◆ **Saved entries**
▼

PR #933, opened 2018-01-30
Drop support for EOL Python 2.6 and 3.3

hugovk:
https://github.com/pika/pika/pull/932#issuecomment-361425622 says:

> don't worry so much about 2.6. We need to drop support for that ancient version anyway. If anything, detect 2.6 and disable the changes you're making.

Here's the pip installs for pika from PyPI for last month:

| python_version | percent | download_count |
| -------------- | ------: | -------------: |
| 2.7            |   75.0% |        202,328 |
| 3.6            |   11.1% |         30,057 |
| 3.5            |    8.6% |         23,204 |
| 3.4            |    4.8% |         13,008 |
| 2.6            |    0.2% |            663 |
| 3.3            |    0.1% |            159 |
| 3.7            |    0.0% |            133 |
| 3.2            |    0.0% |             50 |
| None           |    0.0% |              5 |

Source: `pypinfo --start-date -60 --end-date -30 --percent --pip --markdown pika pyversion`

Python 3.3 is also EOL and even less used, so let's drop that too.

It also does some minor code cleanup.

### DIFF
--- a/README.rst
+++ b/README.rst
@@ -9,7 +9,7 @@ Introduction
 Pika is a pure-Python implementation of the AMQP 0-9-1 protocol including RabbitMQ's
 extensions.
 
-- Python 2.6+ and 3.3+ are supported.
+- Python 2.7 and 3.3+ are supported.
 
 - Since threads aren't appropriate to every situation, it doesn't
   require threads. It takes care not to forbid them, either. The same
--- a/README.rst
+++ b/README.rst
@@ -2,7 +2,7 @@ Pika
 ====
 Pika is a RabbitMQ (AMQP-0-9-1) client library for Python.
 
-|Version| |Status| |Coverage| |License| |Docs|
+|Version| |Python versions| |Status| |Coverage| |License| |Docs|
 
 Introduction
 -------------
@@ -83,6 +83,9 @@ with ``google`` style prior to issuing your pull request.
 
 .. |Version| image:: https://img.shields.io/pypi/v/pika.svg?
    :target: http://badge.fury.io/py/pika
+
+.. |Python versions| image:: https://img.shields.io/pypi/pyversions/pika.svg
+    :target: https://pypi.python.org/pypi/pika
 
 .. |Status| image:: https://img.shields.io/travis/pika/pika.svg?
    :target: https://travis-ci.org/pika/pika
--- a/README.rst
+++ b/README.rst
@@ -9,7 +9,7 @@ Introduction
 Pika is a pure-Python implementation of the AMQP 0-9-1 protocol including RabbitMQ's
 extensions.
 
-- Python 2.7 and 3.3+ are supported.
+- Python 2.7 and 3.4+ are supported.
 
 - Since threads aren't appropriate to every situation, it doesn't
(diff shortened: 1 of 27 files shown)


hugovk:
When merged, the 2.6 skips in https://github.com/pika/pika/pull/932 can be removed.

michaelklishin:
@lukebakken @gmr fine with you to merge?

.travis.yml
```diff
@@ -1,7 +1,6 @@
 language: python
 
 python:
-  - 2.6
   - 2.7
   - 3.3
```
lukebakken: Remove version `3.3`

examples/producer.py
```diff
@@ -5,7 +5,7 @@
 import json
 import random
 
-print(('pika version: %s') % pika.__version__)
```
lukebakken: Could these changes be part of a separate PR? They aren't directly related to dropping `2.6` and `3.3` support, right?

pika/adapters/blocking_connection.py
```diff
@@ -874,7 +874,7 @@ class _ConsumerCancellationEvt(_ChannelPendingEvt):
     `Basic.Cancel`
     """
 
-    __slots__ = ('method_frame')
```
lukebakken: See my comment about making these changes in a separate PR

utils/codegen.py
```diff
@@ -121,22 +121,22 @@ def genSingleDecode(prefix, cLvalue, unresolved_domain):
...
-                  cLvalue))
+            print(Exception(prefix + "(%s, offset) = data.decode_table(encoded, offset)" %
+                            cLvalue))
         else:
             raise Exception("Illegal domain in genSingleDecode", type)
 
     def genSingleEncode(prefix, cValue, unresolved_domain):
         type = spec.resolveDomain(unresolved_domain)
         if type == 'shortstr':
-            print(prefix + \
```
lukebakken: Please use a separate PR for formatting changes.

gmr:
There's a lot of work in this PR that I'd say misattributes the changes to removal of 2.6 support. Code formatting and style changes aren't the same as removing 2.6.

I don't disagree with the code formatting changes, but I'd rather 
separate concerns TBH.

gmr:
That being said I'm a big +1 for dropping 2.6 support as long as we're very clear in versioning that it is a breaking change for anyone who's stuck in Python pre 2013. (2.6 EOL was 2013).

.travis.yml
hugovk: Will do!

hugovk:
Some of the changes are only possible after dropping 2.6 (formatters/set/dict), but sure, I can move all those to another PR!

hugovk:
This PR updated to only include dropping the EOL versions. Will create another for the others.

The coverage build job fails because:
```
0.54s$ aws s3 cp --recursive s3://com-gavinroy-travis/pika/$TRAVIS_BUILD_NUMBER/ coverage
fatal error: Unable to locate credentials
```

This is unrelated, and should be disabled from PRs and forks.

▲

◆ **Exercise objective**
From the data above, output exactly the lines between the one containing "lukebakken: Remove version" and the one containing "There's a lot", counting both of them.

◆ **Output for this exercise**
lukebakken: Remove version `3.3`

examples/producer.py
```diff
@@ -5,7 +5,7 @@
 import json
 import random
 
-print(('pika version: %s') % pika.__version__)
```
lukebakken: Could these changes be part of a separate PR? They aren't directly related to dropping `2.6` and `3.3` support, right?

pika/adapters/blocking_connection.py
```diff
@@ -874,7 +874,7 @@ class _ConsumerCancellationEvt(_ChannelPendingEvt):
     `Basic.Cancel`
     """
 
-    __slots__ = ('method_frame')
```
lukebakken: See my comment about making these changes in a separate PR

utils/codegen.py
```diff
@@ -121,22 +121,22 @@ def genSingleDecode(prefix, cLvalue, unresolved_domain):
...
-                  cLvalue))
+            print(Exception(prefix + "(%s, offset) = data.decode_table(encoded, offset)" %
+                            cLvalue))
         else:
             raise Exception("Illegal domain in genSingleDecode", type)
 
     def genSingleEncode(prefix, cValue, unresolved_domain):
         type = spec.resolveDomain(unresolved_domain)
         if type == 'shortstr':
-            print(prefix + \
```
lukebakken: Please use a separate PR for formatting changes.

gmr:
There's a lot of work in this PR that I'd say misattributes the changes to removal of 2.6 support. Code formatting and style changes aren't the same as removing 2.6.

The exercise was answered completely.